Microcirculatory measurements:

Laser Speckle Contrast Imaging (LSCI) is a relatively new technique for microcirculatory monitoring. When laser light encounters a surface of an object, a random interference effect generates, called laser speckle contrast. The speckle pattern changes depending on the velocity of the object, and it is possible to get information regarding the object's movements, by the fluctuations in the speckle pattern. By measuring the concentration and velocity of blood cells, tissue perfusion may be assessed by LSCI technique.

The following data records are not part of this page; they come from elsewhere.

PR #229, opened 2024-04-26
Update dependencies

timiimit:
Same as PR #220 but more up to date.
- Updates dependencies
- Replaces deprecated `Microsoft.AspNetCore.Authentication` with `Microsoft.AspNetCore.Identity.UI`

### DIFF
--- a/UT4MasterServer.Authentication/UT4MasterServer.Authentication.csproj
+++ b/UT4MasterServer.Authentication/UT4MasterServer.Authentication.csproj
@@ -7,7 +7,7 @@
   </PropertyGroup>
 
   <ItemGroup>
-    <PackageReference Include="Microsoft.AspNetCore.Authorization" Version="8.0.4" />
+    <PackageReference Include="Microsoft.AspNetCore.Authorization" Version="6.0.29" />
     <PackageReference Include="Microsoft.AspNetCore.Identity.UI" Version="6.0.29" />
   </ItemGroup>
 
--- a/UT4MasterServer.Authentication/UT4MasterServer.Authentication.csproj
+++ b/UT4MasterServer.Authentication/UT4MasterServer.Authentication.csproj
@@ -7,8 +7,8 @@
   </PropertyGroup>
 
   <ItemGroup>
-    <PackageReference Include="Microsoft.AspNetCore.Authentication" Version="2.2.0" />
-    <PackageReference Include="Microsoft.AspNetCore.Authorization" Version="6.0.13" />
+    <PackageReference Include="Microsoft.AspNetCore.Authorization" Version="8.0.4" />
+    <PackageReference Include="Microsoft.AspNetCore.Identity.UI" Version="6.0.29" />
   </ItemGroup>
 
   <ItemGroup>
--- a/UT4MasterServer.Services/UT4MasterServer.Services.csproj
+++ b/UT4MasterServer.Services/UT4MasterServer.Services.csproj
@@ -7,8 +7,8 @@
   </PropertyGroup>
 
   <ItemGroup>
-    <PackageReference Include="Microsoft.Extensions.Hosting.Abstractions" Version="7.0.0" />
-    <PackageReference Include="Microsoft.Extensions.Options" Version="7.0.0" />
+    <PackageReference Include="Microsoft.Extensions.Hosting.Abstractions" Version="8.0.0" />
+    <PackageReference Include="Microsoft.Extensions.Options" Version="8.0.2" />
   </ItemGroup>
 
   <ItemGroup>
--- a/UT4MasterServer.Services/UT4MasterServer.Services.csproj
+++ b/UT4MasterServer.Services/UT4MasterServer.Services.csproj
@@ -1,4 +1,4 @@
-<Project Sdk="Microsoft.NET.Sdk">
+﻿<Project Sdk="Microsoft.NET.Sdk">
 
   <PropertyGroup>
     <TargetFramework>net6.0</TargetFramework>
@@ -7,8 +7,8 @@
   </PropertyGroup>
 
   <ItemGroup>
-    <PackageReference Include="Microsoft.Extensions.Hosting.Abstractions" Version="8.0.0" />
-    <PackageReference Include="Microsoft.Extensions.Options" Version="8.0.2" />
+    <PackageReference Include="Microsoft.Extensions.Hosting.Abstractions" Version="6.0.0" />
+    <PackageReference Include="Microsoft.Extensions.Options" Version="6.0.0" />
   </ItemGroup>
 
   <ItemGroup>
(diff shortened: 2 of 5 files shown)


UT4MasterServer.Authentication/UT4MasterServer.Authentication.csproj
```diff
@@ -7,8 +7,8 @@
   </PropertyGroup>
 
   <ItemGroup>
-    <PackageReference Include="Microsoft.AspNetCore.Authentication" Version="2.2.0" />
-    <PackageReference Include="Microsoft.AspNetCore.Authorization" Version="6.0.13" />
+    <PackageReference Include="Microsoft.AspNetCore.Authorization" Version="8.0.4" />
+    <PackageReference Include="Microsoft.AspNetCore.Identity.UI" Version="6.0.29" />
```
Saibamen, line 11: Why are you mixing Microsoft.AspNetCore.* version dependencies?

timiimit: Because I havent worked with .NET in a while and NuGet is telling me to update packages to 8.*.*. Newertheless I'll change it to highest 6.*.* version.

UT4MasterServer.Services/UT4MasterServer.Services.csproj
```diff
@@ -7,8 +7,8 @@
   </PropertyGroup>
 
   <ItemGroup>
-    <PackageReference Include="Microsoft.Extensions.Hosting.Abstractions" Version="7.0.0" />
-    <PackageReference Include="Microsoft.Extensions.Options" Version="7.0.0" />
+    <PackageReference Include="Microsoft.Extensions.Hosting.Abstractions" Version="8.0.0" />
+    <PackageReference Include="Microsoft.Extensions.Options" Version="8.0.2" />
```
Saibamen, line 11: Here too. Please follow package named from docs: https://learn.microsoft.com/en-us/aspnet/core/migration/70-80?view=aspnetcore-8.0&tabs=visual-studio#update-package-references

Saibamen (changes requested):

UT4MasterServer.Services/UT4MasterServer.Services.csproj
timiimit: This is confusing.

`Microsoft.Extensions.*` packages on latest versions (*8.\*.\**) have `net6.0` listed in dependencies.
`Microsoft.AspNetCore.*` packages on latest versions (*8.\*.\**) have only `net8.0`.

Is it preferred to use *8.\*.\** versions even when targeting .NET 6?
Were you in previous comment expecting me to change all packages to absolute latest versions or to *6.\*.\**?

timiimit: Even though `Microsoft.AspNetCore.*` has only `net8.0` as dependency NuGet Manager allows to update to it. Should I just let manager update whatever it can to latest version?

Saibamen: >Even though Microsoft.AspNetCore.* has only net8.0 as dependency NuGet Manager allows to update to it.

It will allow, but installation should fail with error about wrong targetframework

I'm still looking for one answer from Microsoft about these packages. IIRC he said that updating packages 

But you are right -> Extensions are more independent. For example: https://www.nuget.org/packages/Microsoft.Extensions.Options/#dependencies-body-tab

Saibamen: https://www.reddit.com/r/csharp/comments/l6se45/should_i_update_my_microsoft_packages_to_version/

Saibamen: Found it: https://github.com/dotnet/extensions/issues/2700#issuecomment-580413093

timiimit: > It will allow, but installation should fail with error about wrong targetframework

You say that it should fail, but it didn't for me. I was able to successfully build and run whole solution.

> Found it: [dotnet/extensions#2700 (comment)](https://github.com/dotnet/extensions/issues/2700#issuecomment-580413093)

The page you linked answers only how to handle `Microsoft.Extensions.*` packages. It says they need to have the same major version, and we do. All `Microsoft.Extensions.*` have major version 8.

Only author of the question mentioned that you should generally follow semantic versioning based on targetframework, but source of this information is unknown and therefore this information is not trustworthy.

I am just wondering if package major versions are in any way related to targetframework? I'm starting to think that they are not because I am able to build when most packages are on latest version that nuget allows to update to even though all our projects target `net6.0`.

But just in case, yes, lets stick to major version 6 on all `Microsoft.*` packages.

timiimit: This change in `Microsoft.Extensions.*` packages will essentially be a downgrade because we were using major version 7 before.

UT4MasterServer/UT4MasterServer.csproj
```diff
@@ -11,12 +11,12 @@
   </PropertyGroup>
 
   <ItemGroup>
-    <PackageReference Include="Microsoft.VisualStudio.Azure.Containers.Tools.Targets" Version="1.17.0" />
-    <PackageReference Include="Microsoft.VisualStudio.Web.CodeGeneration.Design" Version="6.0.11" />
+    <PackageReference Include="Microsoft.VisualStudio.Azure.Containers.Tools.Targets" Version="1.20.1" />
+    <PackageReference Include="Microsoft.VisualStudio.Web.CodeGeneration.Design" Version="6.0.16" />
     <PackageReference Include="Serilog.Enrichers.Thread" Version="3.1.0" />
     <PackageReference Include="Serilog.Extensions.Logging" Version="3.1.0" />
     <PackageReference Include="Serilog.Settings.Configuration" Version="3.4.0" />
```
Saibamen, line 18:
```suggestion
    <PackageReference Include="Serilog.Extensions.Logging" Version="8.0.0" />
    <PackageReference Include="Serilog.Settings.Configuration" Version="8.0.0" />
```

Changelogs:
https://github.com/serilog/serilog-extensions-logging/releases
https://github.com/serilog/serilog-settings-configuration/releases

Saibamen (changes requested):

UT4MasterServer/UT4MasterServer.csproj
timiimit: I don't think we should upgrade these because they depend on `Microsoft.Extensions.*` version 8.0.0. Which would cause a mismatch in major versions as we previously discussed.

See here: https://www.nuget.org/packages/Serilog.Extensions.Logging/8.0.0?_src=template#dependencies-body-tab

timiimit: We should probably upgrade whole solution to .NET 8 soon to keep up with the c# ecosystem.

Saibamen: OK. I will update our runtime in near future

Saibamen (approved):
LGTM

A real-time and non-touch measurement can be made on a large field (0.5 cm x 0.7 cm up to 15 cm x 20 cm). The camera is placed at a distance of 20-30 cm and measures the relative flow (flux) in the regions of interest. The measurement is at a depth of 1-2 mm by infrared light reflected from circulating erythrocytes in the micro-vessels.

Hypothesis and aim:

Robot-assisted laparoscopic surgery alters the hemodynamics and microcirculation in the splanchnic system by reduced release of vasoactive substances, such as PGI2, compared to open surgery. With this study, the investigators wish to evaluate hemodynamic fluctuations and gastric microcirculation, and correlate these to serum levels of PGI2 at different stages of surgery in robotic assisted laparoscopic surgery and open surgery, respectively.

Methods:

2 × 25 consecutive patients selected for robotic assisted laparoscopic or open surgery. Hemodynamic assessments are according to standardized methods. Blood samples will be drawn at: 1) after induction of anesthesia, 2) when the peritoneum is first entered, 3) after 15 min. of surgery, 4) after liberation of stomach, 5) after abdominal skin closure, 6) after extraction of the gastric conduit into the thorax, 7) after formation of the anastomosis, 8) after thoracic skin closure, 9) 18 hours after surgery. LSCI will be used to measure the microcirculation at two locations (3 cm from the pylorus and just below the site of the anastomosis (the body)) on the stomach five times during open surgery, and twice during the thoracic part of robotic assisted laparoscopic surgery.

Statistics:

Statistical power-calculation is carried out on an expected difference of the occurrence of mesenteric traction reflex between patients operated with open vs. MIT. By using sample size of 50 comparing percentages where group one is 55 % and group two is 12 % [17], a requirement of 18 patients in each group is calculated in order to obtain a statistical power greater than 0.80 with a α-level of <0.05.